Unlocking hidden biomolecular conformational landscapes in diffusion models at inference time
Stanford University | Yale School of Medicine
30秒速读
IN SHORT: This paper addresses the core challenge of efficiently and accurately sampling the conformational landscape of biomolecules from diffusion-based structure prediction models, which typically output highly concentrated distributions around a single static structure.
核心创新
- Methodology Introduces ConforMix, a novel inference-time algorithm combining twisted sequential Monte Carlo (SMC) with automated exploration of the diffusion landscape, enabling asymptotically exact sampling of conditional distributions without additional model training.
- Methodology Presents ConforMixRMSD, an instantiation for automated exploration that biases sampling away from the default prediction using RMSD-based potentials on rigid secondary structure elements, recovering diverse conformations without prior knowledge of degrees of freedom.
- Methodology Applies the multistate Bennett acceptance ratio (MBAR) free energy estimation algorithm to diffusion models for the first time, enabling reconstruction of the unbiased model landscape from conditional samples.
主要结论
- ConforMixRMSD applied to Boltz-1 (an AlphaFold 3-like model) significantly outperforms MSA-modification baselines (AFCluster, AFSample2, CF-random) in recovering experimentally observed alternative conformations for domain motion (coverage: 0.69 ± 0.15 vs. 0.51 ± 0.17 for best baseline), membrane transporter (0.33 ± 0.23 vs. 0.20 ± 0.20), and cryptic pocket (0.45 ± 0.18 vs. 0.39 ± 0.16) protein sets, as measured by coverage at 50% of reference-to-reference RMSD.
- The method captures biologically relevant conformational transitions (domain motion, transporter cycling, cryptic pocket flexibility) while avoiding unphysical states through filtering based on pLDDT values and clash detection, demonstrating its utility for exploring continuous transitions.

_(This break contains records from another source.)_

PR #695, opened 2024-12-06
chore: Remove authors, email from file headers, some cleanup to cpp file header

JaneSullivan-NOAA:
# What is the feature?
This PR cleans up the head of the hpp files in inst/include. In addition to removing the author, email, and date, we also standardized the abbreviated copyright/licensing text and in general tried to clean up the header info on the files (using consistent spacing, etc.).

# Lingering Issues

- [ ] Use of `File:` vs `\file` vs not naming the file at all. It seems like the ones with `\file` get rendered in doxygen, whereas the ones with `File:` do not. Should all files have doxygen documentation?
- [ ] Not all files have a description in the header. 

No

@k-doering-NOAA @iantaylor-NOAA are awesome - thanks!

### DIFF
--- a/inst/include/common/data_object.hpp
+++ b/inst/include/common/data_object.hpp
@@ -1,31 +1,9 @@
 /*
  * File:   data_object.hpp
  *
- * Author: Matthew Supernaw
- * National Oceanic and Atmospheric Administration
- * National Marine Fisheries Service
- * Email: matthew.supernaw@noaa.gov, andrea.havron@noaa.gov
- *
- * Created on March 24, 2022, 2:37 PM
- *
  * This File is part of the NOAA, National Marine Fisheries Service
- * Fisheries Integrated Modeling System project.
- *
- * This software is a "United States Government Work" under the terms of the
- * United States Copyright Act.  It was written as part of the author's official
- * duties as a United States Government employee and thus cannot be copyrighted.
- * This software is freely available to the public for use. The National Oceanic
- * And Atmospheric Administration and the U.S. Government have not placed any
- * restriction on its use or reproduction.  Although all reasonable efforts have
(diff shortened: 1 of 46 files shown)


kellijohnson-NOAA:
@JaneSullivan-NOAA @k-doering-NOAA @iantaylor-NOAA thank you for this PR, the task turned out to be a bigger job than I was expecting. So, sorry about that. This one should have been its own issue rather than just a task in #662. The consistency that is built in this PR will help future authors have a pattern to follow, which is super helpful. THANK YOU.
Note that \file and @file should be the same thing, where doxygen translates the latter into the former. I believe it is preferred to use @ though for consistency. But `* File:    thisismyfile.cpp` does NOTHING. Also, the beginning of the comment section needs to be \** not a single star for everything to work, I think.
I went through every file in inst/include and built upon your consistency using @file @brief @details @copyright. With that, I had to add some documentation structures for undocumented macros, functions, etc. within some of the files. So, the problem of a lack of documentation, as you noted above, still remains in many places. I hope to work through some of that during the FIMS office hours next week.

iantaylor-NOAA:
Thanks @kellijohnson-NOAA for cleaning this up. It became clear to us that further design guidance was needed to make things consistent and you've provided that. Nice to see that almost half of the files have a brief description.

JaneSullivan-NOAA:
thanks for your extra work on this @kellijohnson-NOAA. we got a little hung up on whether or not we should make changes that were out of scope. In the future, is it accurate to say that all files in `inst/include` need `@file @brief @details @copyright`?

kellijohnson-NOAA:
@JaneSullivan-NOAA I would like all files to have at least @file @brief and @copyright. But, not all files need @details today. Goals for the future though.

PR #697, opened 2024-12-09
fix data_mile1.R

Bai-Li-NOAA:
# What is the feature?
* fix data_mile1.R so we can source the file from the working directory

* put on.exit() calls to the end of the file
* rename `maindir` variable to `main_dir`

* No

### DIFF
--- a/data-raw/data_mile1.R
+++ b/data-raw/data_mile1.R
@@ -38,7 +38,7 @@ library(dplyr)
 ###############################################################################
 working_dir <- getwd()
 
-maindir <- tempdir()
+main_dir <- tempdir()
 
 # Save the initial OM input using ASSAMC package (sigmaR = 0.4)
 model_input <- ASSAMC::save_initial_input()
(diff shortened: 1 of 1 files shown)


kellijohnson-NOAA:
Thanks @Bai-Li-NOAA this now works in a vanilla R environment. For some reason the on.exit() calls are still leading to weird messages in VS Code but they are benign so I will ignore them.
```
Warning message:
In file(con, "w") :
  cannot open file 'C:\Users\KELLI~1.JOH\AppData\Local\Temp\Rtmpm4nHWM/vscode-R/workspace.json': No such file or directory
```

Bai-Li-NOAA:
@kellijohnson-NOAA, thanks for pointing that out! I hadn’t tried it in VS Code before, but I just got an additional message: `cannot open the connectionwarning messages from top-level task callback 'vsc.workspace'`. Could you try running the code below before sourcing the file in VS Code and see if it fixes the issue? 
```r
removeTaskCallback("vsc.workspace")
```
If it works for you too, we can add it to the start of the file. Let me know what you think!

PR #705, opened 2024-12-16
demo vignette modification suggestions

k-doering-NOAA:
# What is the feature?
* Small changes to the vignette

* Committed small grammatical/spelling/clarity edits
* One suggestion not yet done: I see the `@data` slot is accessed directly, which I thought was not supposed to be how users access slots; instead, I think the `FIMS::get_data()` function should be used.
According to [advanced R on accessors](https://adv-r.hadley.nz/s4.html#accessors),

- ConforMix enables efficient free energy estimation when applied to models like BioEmu, boosting the speed of such calculations, and its framework is orthogonal to model pretraining improvements, meaning it would benefit even a hypothetical model that perfectly reproduces the Boltzmann distribution.
摘要: The function of biomolecules such as proteins depends on their ability to interconvert between a wide range of structures or “conformations.” Researchers have endeavored for decades to develop computational methods to predict the distribution of conformations, which is far harder to determine experimentally than a static folded structure. We present ConforMix, an inference-time algorithm that enhances sampling of conformational distributions using a combination of classifier guidance, filtering, and free energy estimation. Our approach upgrades diffusion models—whether trained for static structure prediction or conformational generation—to enable more efficient discovery of conformational variability without requiring prior knowledge of major degrees of freedom. ConforMix is orthogonal to improvements in model pretraining and would benefit even a hypothetical model that perfectly reproduced the Boltzmann distribution. Remarkably, when applied to a diffusion model trained for static structure prediction, ConforMix captures structural changes including domain motion, cryptic pocket flexibility, and transporter cycling, while avoiding unphysical states. Case studies of biologically critical proteins demonstrate the scalability, accuracy, and utility of this method.